By the time the woman insulted my mother on Election Day, I had fully rejected any love I had for my hometown, which is not an easy thing to admit. I had once found so much relief when I came down I-75 and saw the the little mountains of home coming into view on the horizon, just as I crossed the Rockcastle River. 

When I had finally moved away from Corbin and Kentucky, I could still be called a chink and a gook and an Asian rat. Of course, racism lives everywhere, but it began, for me, in Corbin. Perhaps because I grew up there and admired so many people there, I could not see how difficult—and different—living there had been. And because most of my life had always been lived in the South, I did not think I was entitled to my own feelings of inferiority and racism. After all, I wasn’t Black. I had a Southern accent, and I was a big dude, and I did not fear traveling through the South on my own. I had much to feel privileged about, but I learned there is always someone around the corner waiting to tell you that you aren’t privileged and that much of my life has been trying to navigate slights and determining whether they are intended or unintended and that in both instances, an exhaustion sets in. You can’t fight everyone. You can’t be angry all the time, but there is a damage that is left over from that kind of childhood and because I’m not just Korean American but also Appalachian and because I am a man from Appalachia of a certain age, it is hard for me to use a term like psychic damage without feeling like it overstates the whole experience too much. 

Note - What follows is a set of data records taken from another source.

PR #1182, opened 2023-03-08
[PA-614] Backup and Restore b/w Diff K8s version; and simultaneous restore in Diff namespace

tthurlapati-px:
## What this PR does

1. It adds automates the test: https://portworx.testrail.net/index.php?/cases/view/83716, where backup is done on `x` cluster version of `k8s` (1.19) and restore happens on `x+` cluster version (1.23). On top of that, two restores are done simultaneously, resulting in the first being a "success" and the second a "PartialSuccess". The "success" and "partialSuccess" only happens due to existence of cluster level resources.
2. This test is part of the testrail folder for "backup CRD and webhook support", which is actually a pre-requisite for running this test (i.e. the need for cluster level resource to be present). So, a special manifest involving CRDs and webhooks is also introduced, called "elasticsearch-crd-webhook" which uses a generic elastic-search deployment as the test app for backup.
3. BUGFIX: `RefreshDriver` functionality introduced for `ssh.go`, which needs to be invoked while `SetClusterContext` in order to make a complete context switch.
4. BUGFIX: `RefreshDriverEndpoints` was modified to refresh the px ns in order to ensure it uses the namepace corresponding to the current context.
5. ADD Ability to create and destroy CRs to `k8s.go`
6. ADD `ClusterVersion` to `k8s.go`, which is used within the test to verify validity of cluster versions.
7. ADD ability to create, validate and destroy `admissionregistraition` objects, like `ValidatingWebhookConfigurations` to `k8s.go`
8. ADD ability to create, validate and destroy `apiextension` objects i.e. CRDs to `k8s.go`
9. ADD ability to destroy `Rbacobjects` like `Clusterroles` `clusterrolesbindings` to `k8s.go`
10. REFACT: move schedule options creation to new function to use it whenever new `scheduler.contexts` are created (they contain the specs of the k8s objects registered)
11. ADD `CloneSpec` function to create clones of specs (which can be used to generate specs with other properties like different namespaces, which is useful for creating "restore" context specs)
12. ADD `UpdateNamespace` function to be able to change the namespaces of specs based on "from" to "to" mapping.
13. ADD `GetSpecNameKindNamepace` for getting the crucial details of a given spec
14. REFACT `SetClusterContext` to Refresh the ssh node driver
15. REFACT `SetClusterContext` to cache the current context so that repeated requests to switch to same context are ignored
16. ADD return err for `SetDestinationKubeConfig`
[...]

PR #1225, opened 2023-03-20
Added TC:Reboots node when backup is in progress

snigdha-px:
**What this PR does / why we need it**:
1)Added new testcase : Reboots node when backup is in progress
2)In testcase CancelAllRunningBackupJobs, DoRetryWithTimeout loop was returning nil with retry true, hence no retry was happening. Corrected and added error when retry is true
**Which issue(s) this PR fixes** (optional)
Closes #https://portworx.atlassian.net/browse/PA-706
https://portworx.atlassian.net/browse/PA-744

**Special notes for your reviewer**:
Aetos: http://aetos.pwx.purestorage.com/resultSet/testSetID/129822
Log after all the changes: http://aetos.pwx.purestorage.com/resultSet/testSetID/133361

Latest log : http://aetos.pwx.purestorage.com/resultSet/testSetID/133729

PR #1258, opened 2023-03-28
[PA-614] Backup and Restore b/w Diff K8s version....-partial 2 (FIX,REFACT(SetClusterContext))

tthurlapati-px:
This PR (for PA-614, PA-688) is part of a much bigger PR (which has been broken down). Refer this PR: https://github.com/portworx/torpedo/pull/1182 in order to get all the relevant details.

This PR fixes `SetClusterContext` so that it functions properly (fixing some bugs).

> NOTE: The run for ALL tests has already been done for this change as part of https://github.com/portworx/torpedo/pull/1182.


tests/common.go
```diff
@@ -2133,15 +2160,18 @@ func SetSourceKubeConfig() error {
...
 	}
-	SetClusterContext(sourceClusterConfigPath)
-	return nil
+	err = SetClusterContext(sourceClusterConfigPath)
+	return err
 }
 
 // SetDestinationKubeConfig sets current context to the kubeconfig passed as destination to the torpedo test
-func SetDestinationKubeConfig() {
+func SetDestinationKubeConfig() error {
```
kphalgun-px, line 2168: Please refer to PR #1225. How about handling errors where SetDestinationKubeConfig is used?

snigdha-px: Correct. SetDestinationKubeConfig is used in many test cases . Please handle them all

tthurlapati-px: Thanks for reminding me.
Making changes...

tthurlapati-px: ✅

tests/common.go
```diff
@@ -2111,19 +2114,43 @@ func AfterEachTest(contexts []*scheduler.Context, ids ...int) {
...
 	}
 
 	err = Inst().V.RefreshDriverEndpoints()
 	if err != nil {
-		return fmt.Errorf("Failed to switch to context. RefreshDriverEndpoints Error: [%v]", err)
+		return fmt.Errorf("failed to switch to context. RefreshDriverEndpoints Error: [%v]", err)
 	}
+
+	if sshNodeDriver, ok := Inst().N.(*ssh.SSH); ok {
+		err = ssh.RefreshDriver(sshNodeDriver)
```
kphalgun-px, line 2145: How about sshNodeDriver.updateDriver()?

tests/common.go
```diff
@@ -2133,30 +2160,39 @@ func SetSourceKubeConfig() error {
...
-func SetDestinationKubeConfig() {
+func SetDestinationKubeConfig() error {
 	destClusterConfigPath, err := GetDestinationClusterConfigPath()
-	expect(err).NotTo(haveOccurred())
-	SetClusterContext(destClusterConfigPath)
+	if err != nil {
+		return err
+	}
+	err = SetClusterContext(destClusterConfigPath)
+	return err
```
kphalgun-px, line 2174: To be consistent, how about

```
		if err != nil {
			return err
		}
		return nil
```

tests/backup/backup_share_test.go
```diff
@@ -3418,7 +3418,8 @@ var _ = Describe("{IssueMultipleRestoresWithNamespaceAndStorageClassMapping}", f
 			dash.VerifyFatal(err, nil, fmt.Sprintf("Creating new storage class %v on source cluster %s", scName, SourceClusterName))
 
 			log.InfoD("Switching cluster context to destination cluster")
-			SetDestinationKubeConfig()
+			err = SetDestinationKubeConfig()
+			log.FailOnError(err, "Failed to set destination kubeconfig")
```
kphalgun-px, line 3422: How about log.FailOnError(err, "Switching context to destination cluster failed") or log.FailOnError(err, "Failed to set destination kubeconfig") everywhere?

tests/common.go
tthurlapati-px: Refreshing, in this case, is the same as "updating" (which is what I named the function). But it doesn't have to be that way, so having the name "refresh" makes more sense here, especially if more logic is introduced in `RefreshDriver`, but not in `updateDriver` in the future, since `updateDriver` is also used by `Init`. This is more consistent with the behaviour of other drivers

tests/common.go
tthurlapati-px: There's no point in doing that, as this error is the last error, which means, there **is no concept** of "early return due to error". This is in fact idiomatic code, as an if statement is not a useful check here, as if it is `nil`, then it will be `nil` and we don't need to modify it.

You suggestion makes sense if this were a function which is constantly modified by people, so it would make sense to have "consistency". But this function might not change ever again, so it's fine.

tests/common.go
kphalgun-px: To ensure that refreshDriver always uses the current implementation of code, you can consider copying and pasting the updateDriver code instead of calling it.

tests/common.go
mkoppal-px: Why don't you just do `return SetClusterContext(destClusterConfigPath)`

drivers/node/ssh/ssh.go
```diff
@@ -194,6 +196,17 @@ func (s *SSH) Init(nodeOpts node.InitOptions) error {
 	return nil
 }
 
+// Init initializes SSH node driver
+func (s *SSH) Init(nodeOpts node.InitOptions) error {
+	s.specDir = nodeOpts.SpecDir
+	return s.updateDriver()
+}
+
+// RefreshDriver Refreshes the driver on a context switch
```
mkoppal-px, line 205: nit: make it `refreshes`

tests/basic/async_dr_test.go
```diff
@@ -67,7 +67,10 @@ var _ = Describe("{MigrateDeployment}", func() {
 	It("has to deploy app, create cluster pair, migrate app", func() {
 		Step("Deploy applications", func() {
 
-			SetSourceKubeConfig()
+			err := SetSourceKubeConfig()
+			if err != nil {
+				log.FailOnError(err, "Switching context to source cluster failed")
+			}
```
mkoppal-px, line 73: Just do `log.FailOnError(err, "Switching context to source cluster failed")`
Checking for error is unnecessary because that is handled in `log.FailOnError`

tests/common.go
tthurlapati-px: I don't understand why one would duplicate the code. We know that the logic in `updateDriver` _definitely_ has to be used whenever there's initialization _or_ reinit (aka refresh), so it makes sense to call it from both functions, not duplicate the code.

tests/common.go
tthurlapati-px: ✅

drivers/node/ssh/ssh.go
tthurlapati-px: ✅

tests/basic/async_dr_test.go
tthurlapati-px: Oh, yeah...
✅

tests/common.go
```diff
@@ -2111,19 +2114,43 @@ func AfterEachTest(contexts []*scheduler.Context, ids ...int) {
...
+	// This variable is used to clearly indicate that in logs
+	var clusterConfigPathOrDefault = clusterConfigPath
+	if clusterConfigPathOrDefault == "" {
+		clusterConfigPathOrDefault = "default"
+	}
+	log.InfoD("Switching context to [%s]", clusterConfigPathOrDefault)
+	if clusterConfigPath == CurrentClusterConfigPath {
+		log.InfoD("Switching context: The context is already [%s]", clusterConfigPathOrDefault)
+		return nil
+	}
```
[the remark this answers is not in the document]
tthurlapati-px: In this functions, I store the value of the current cluster config (kubeconfig which is active) in `CurrentClusterConfigPath`. So, the comparison of `clusterConfigPath` func arg happens with `CurrentClusterConfigPath`.
_But_, there's a case where if `clusterConfigPath` is `""` (empty string), then the entire function assumes that it is the default cluster (`KUBECONFIG` env var, afaik). The only **problem** is that if the string is empty, then it can confuse someone in logs when them see `"Switching context: The context is already []"`, which is why, I ensure the log message is complete, by making the message `"Switching context: The context is already [default]"` if the string is `""`.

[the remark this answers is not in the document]
mkoppal-px: Instead of doing this 

```
var clusterConfigPathOrDefault = clusterConfigPath
	if clusterConfigPathOrDefault == "" {
		clusterConfigPathOrDefault = "default"
	}
```

You can simply do this

```
if clusterConfigPath == CurrentClusterConfigPath {
                 if CurrentClusterConfigPath == "" {
		// construct log message
	}
		log.InfoD("Switching context: The context is already [%s]", clusterConfigPathOrDefault)
		return nil
	}
```

mkoppal-px (changes requested):
Provided a minor comment. Please attach the test result for all the tests that are using these functions that you have modified

tests/common.go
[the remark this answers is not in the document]
tthurlapati-px: I fixed it to make it slightly more readable. I still had to keep it mostly the way it was, as another logging statement at the end of the function uses `clusterConfigPathForLog` (previously `clusterConfigPathOrDefault`), so in my code we only assign it once, which is better (than comparing twice).

tests/common.go
kphalgun-px: Makes sense.

tthurlapati-px:
The test runs:

https://jenkins.pwx.dev.purestorage.com/job/Users/job/Sumit/job/Custom-Pipelines/job/px-backup-on-demand-system-test-byoc/924/console
http://aetos.pwx.purestorage.com/resultSet/testSetID/148318

`AllNSBackupWithIncludeNewNSOption` didn't succeed as my stork isn't updated; otherwise it should be fine.

mkoppal-px (approved):
LGTM

kphalgun-px (approved):
LGTM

When I get going about Corbin, about my distaste for it, my mother will stop me. “There were many people that were good to you. Not everyone was bad.” 

This is true, but as I’ve become a man, an adult, I remember that it was people the same age as me that made me feel small and silly and out of place. Grown men with what they thought were just jokes. 

Without watching, this anger can turn to fear and after Tim had a second son and the boys were very young, I saw how this manifested itself into aggression. He was determined they never suffer in any of the ways he had and like all anger, even that which is justified, it blinded him, and I saw it could blind me, too.  

This has not been easy in the years since 2016, especially when I looked upon my young daughter that night of Trump’s victory and told my wife, with tears in my eyes, I thought we needed to buy a gun. All I saw was that my child, with my Korean features, would suffer in this world for not being purely white. This is what Tim knew when he unloaded on our friend, when he yelled at me and warned me not to talk to NPR about the racist history of our hometown. He carried the visceral pain he felt as a boy, a very small boy at that, dealing with the kind of taunts you cannot outgrow. 

I had hoped my forties would bring different feelings, less fear, but then Covid occurred, Asian hate crimes soared, and now we face another election in which nothing has softened. It would be a lie to say I live on edge or I feel targeted but that does not mean I’m not aware and on the lookout. 

I do not hang onto these feelings for the sake of identity, some desire to feel besieged. I hang onto them because I don’t know how to let them go. I temper my reactions, as I’ve done since I was a boy. And though I left my hometown many years ago and have not returned, and don’t intend to, you carry places with you. No matter how far I go or how many years pass, Corbin will never leave me.